* [Instructions to follow]:
Copy out all the entries shown below, exactly as they appear.

* [Data]:

════════

PR #10208, opened 2021-01-18
use dart sass, and update related modules

brad-decker:
### Rationale
At some point in the future, I would like to refactor the way we use our scss files to make use of the `@use` rule. switching from `node-sass` to `sass` is a requirement of doing that, because `node-sass` binds to `libsass` which hasn't received new language features since November 2018. The official implementation of sass is `dart-sass` which has js bindings through the `sass` dependency.

More short-termed: I have need of the `math.pow` function that was added officially to the `math` module but never landed in `libsass` 

This PR
1. removes top-level `node-sass` dependency (gulp-sass still depends on it and it must be compiled in prep-deps on circleci). 
2. adds `sass` (js bindings to `dart-sass`)
3. ~adds fibers, which is recommended by both `gulp-sass` and `sass-loader` for improving performance during compilation.~ despite this recommendation, the `fibers` package is marked as deprecated and heavily discouraged from use. Furthermore, it didn't appear to do anything in terms of performance on the build. I removed this complexity from the PR.
5. updates `sass-loader`
6. passes `sass` as implementation to `sass-loader`
7. updates `design-system/index.scss` for `@forward` its contents, ~which should have zero impact on the final result~(1). However, if `node-sass` was still being used it would fail to compile.

1) It *did* end up having an impact, apparently `@forward` doesn't forward maps? I'm not sure what happened there but in a future PR where I used `$color-map` from `desing-system/colors` it didn't work until I `@use`'d colors directly. This isn't blocking this PR because `$color-map` is not used yet.

PR #10797, opened 2021-04-01
remove node-sass dependency

brad-decker:
Back in #10208 I changed us over to using dart-sass instead of node-sass, but gulp-sass had a dependency on node-sass that still required it in our build. This change uses `gulp-dart-sass` to remove that element.


Gudahtt:
@brad-decker Instructions on how to manage lavamoat policies and allow-scripts configuration are here: https://github.com/MetaMask/metamask-extension#changing-dependencies

And yes, deleting the patch would be the correct approach. That reminds me - we don't document how to deal with patches yet :thinking: I should address that.

brad-decker:
Erg... the policy file changes made me look at bundles

https://bundlephobia.com/result?p=gulp-dart-sass@1.0.2 vs https://bundlephobia.com/result?p=gulp-sass@4.1.0

2.2mb minified vs 141kb minified... I'm thinking we just keep node-sass around for a while.

brad-decker:
Ew, the diff on p

Gudahtt:
Check out the install scripts for node sass though. Are they downloading a binary? The true size can be hidden a lot of the time.

Plus... having both around doesn't do us much good if we're only using one.

Gudahtt:
That is misleading because of node-sass, which downloads a binary as part of the install script I think? Thus hiding the true size.

Plus the bulk of the size of the dart package is due to the sass package, which we already have in our dependency tree. I do think this would be a strict reduction in our dependencies.

kumavis (dismissed):
looks good. huge yarn-lock reduction :eyes: :+1:

Gudahtt:
I have just rebased this to fix the `yarn.lock` conflict

Gudahtt (approved):
LGTM!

════════

* [Solution to the exercise]:
PR #10208, opened 2021-01-18
use dart sass, and update related modules

brad-decker:
### Rationale
At some point in the future, I would like to refactor the way we use our scss files to make use of the `@use` rule. switching from `node-sass` to `sass` is a requirement of doing that, because `node-sass` binds to `libsass` which hasn't received new language features since November 2018. The official implementation of sass is `dart-sass` which has js bindings through the `sass` dependency.

More short-termed: I have need of the `math.pow` function that was added officially to the `math` module but never landed in `libsass` 

This PR
1. removes top-level `node-sass` dependency (gulp-sass still depends on it and it must be compiled in prep-deps on circleci). 
2. adds `sass` (js bindings to `dart-sass`)
3. ~adds fibers, which is recommended by both `gulp-sass` and `sass-loader` for improving performance during compilation.~ despite this recommendation, the `fibers` package is marked as deprecated and heavily discouraged from use. Furthermore, it didn't appear to do anything in terms of performance on the build. I removed this complexity from the PR.
5. updates `sass-loader`
6. passes `sass` as implementation to `sass-loader`
7. updates `design-system/index.scss` for `@forward` its contents, ~which should have zero impact on the final result~(1). However, if `node-sass` was still being used it would fail to compile.

1) It *did* end up having an impact, apparently `@forward` doesn't forward maps? I'm not sure what happened there but in a future PR where I used `$color-map` from `desing-system/colors` it didn't work until I `@use`'d colors directly. This isn't blocking this PR because `$color-map` is not used yet.

PR #10797, opened 2021-04-01
remove node-sass dependency

brad-decker:
Back in #10208 I changed us over to using dart-sass instead of node-sass, but gulp-sass had a dependency on node-sass that still required it in our build. This change uses `gulp-dart-sass` to remove that element.


Gudahtt:
@brad-decker Instructions on how to manage lavamoat policies and allow-scripts configuration are here: https://github.com/MetaMask/metamask-extension#changing-dependencies

And yes, deleting the patch would be the correct approach. That reminds me - we don't document how to deal with patches yet :thinking: I should address that.

brad-decker:
Erg... the policy file changes made me look at bundles

https://bundlephobia.com/result?p=gulp-dart-sass@1.0.2 vs https://bundlephobia.com/result?p=gulp-sass@4.1.0

2.2mb minified vs 141kb minified... I'm thinking we just keep node-sass around for a while.

brad-decker:
Ew, the diff on p

Gudahtt:
Check out the install scripts for node sass though. Are they downloading a binary? The true size can be hidden a lot of the time.

Plus... having both around doesn't do us much good if we're only using one.

Gudahtt:
That is misleading because of node-sass, which downloads a binary as part of the install script I think? Thus hiding the true size.

Plus the bulk of the size of the dart package is due to the sass package, which we already have in our dependency tree. I do think this would be a strict reduction in our dependencies.

kumavis (dismissed):
looks good. huge yarn-lock reduction :eyes: :+1:

Gudahtt:
I have just rebased this to fix the `yarn.lock` conflict

Gudahtt (approved):
LGTM!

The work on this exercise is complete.